Homeland Elegies
Page 14
Some fifteen years earlier, in the mid-’90s, I’d somehow found myself at a dinner on the Upper East Side where a magnum of 1959 Château Margaux was opened for coupling with a main course of leg of lamb and where, once I’d tasted from the glass poured for me, I finally understood the logic behind spending thousands of dollars on a bottle of something to drink. I was no connoisseur. I couldn’t tell a berry note from a chocolate nose or discern the hint of spring flowers the dining guest beside me picked up, she said, developing as it sat in the glass. What I experienced was, perhaps, all the more remarkable for my having so virgin a palate. On my tongue, the wine disappeared almost magically into pure sensation, an absorbing congeries of rich and dusky hints—insinuations of bitterness tempered by the faintest echoes of something once sweet, now round and gathering—a developing flavor that revealed some ideal to which my every previous encounter with red wine appeared to have been pointing all along. And even more remarkable than this almost disincarnate sensation was the disincarnation itself, the effortless sublimation of liquid into pure savor, conveying me to the threshold of some essential idea of wine itself, a frictionless passage into the immaterial that felt, quite frankly, like something metaphysical. My encounter with that ’59 Margaux was the only thing to which I could compare the taste of what Emily handed me, a liquid drink—bright and burry, nested in a honeycomb-and-oak envelope—exploding with disarming immediacy into something beyond sensation: a shard of lightning caught in loamy water. Julia was right. It looked like there was gold in it, and it tasted like it, too.

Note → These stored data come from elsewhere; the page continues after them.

PR #268, opened 2020-12-04
Terraform hotfixes

tgeoghegan:
While bringing up new environments for integration testing, I encountered a couple of bugs in Terraform which this commit fixes.

### DIFF
--- a/terraform/modules/manifest/manifest.tf
+++ b/terraform/modules/manifest/manifest.tf
@@ -132,5 +132,6 @@ output "bucket" {
 }
 
 output "base_url" {
-  value = local.domain_name
+  # local.domain_name is a fully qualified DNS name, ending in '.'
+  value = trimsuffix(local.domain_name, ".")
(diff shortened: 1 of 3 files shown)


terraform/modules/manifest/manifest.tf
```diff
@@ -132,5 +132,6 @@ output "bucket" {
 }
 
 output "base_url" {
-  value = local.domain_name
+  # local.domain_name is a fully qualified DNS name, ending in '.'
+  value = trimsuffix(local.domain_name, ".")
```
aaomidi, line 136: It might even make sense to add the https scheme here and then update

https://github.com/abetterinternet/prio-server/blob/main/deploy-tool/main.go#L92
and
https://github.com/abetterinternet/prio-server/blob/main/deploy-tool/main.go#L196

But what this is so far looks good too!

aaomidi (approved):

PR #269, opened 2020-12-06
s3: try WebIdentityProvider before instance metadata

tgeoghegan:
We observed that every single S3 transaction being done by NCI's
facilitator containers was taking at least 30 seconds, which led me to
suspect a timeout somewhere. I think I was able to reproduce the problem
by moving my ~/.aws/ directory aside and running facilitator locally.
Sure enough, it takes 30 seconds for Rusoto to give up on connecting to
169.254.169.254 (the AWS instance metadata endpoint). The crude fix here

“I mean, is that incredible?” Emily said, watching me.
“You’re not kidding. What is it?”
She held up the bottle. “Twenty-three-year Pappy Van Winkle. The holy grail of bourbons. I’ve heard about it, of course—but I’ve never had any.”
“How much do you think that costs?” Julia asked.
“If you can even get it. They make, like, seven hundred bottles of it every ten years. I have no idea what they charge at the distillery for it, but there’s someone on eBay selling an unopened bottle for fifteen thousand dollars.” Emily turned to me. “We ended up at Riaz’s the other night. I mean, his place—it’s unbelievable.”
“Where is it?”
“East End Avenue. He’s got the top four floors. You take an elevator to the first floor, and then he’s got his own elevator for the floors inside the apartment. There’s an indoor pool. And I don’t mean a Jacuzzi. A pool. It’s not small. Moroccan tile, foil arches. He took us into this room he’s got full of Sufi manuscripts. Another room, just for bourbon, bigger than my living room. The walls on two sides are covered, floor to ceiling, with bottles—a butcher-block bar in the middle. I saw the Van Winkle on the shelf and flipped out. I mean, I just wanted to hold it, but he brings it down and breaks the seal, then pours me a snifter. I almost fainted. He watched me drink it. I must have looked like I was having an orgasm. He told me to keep it.”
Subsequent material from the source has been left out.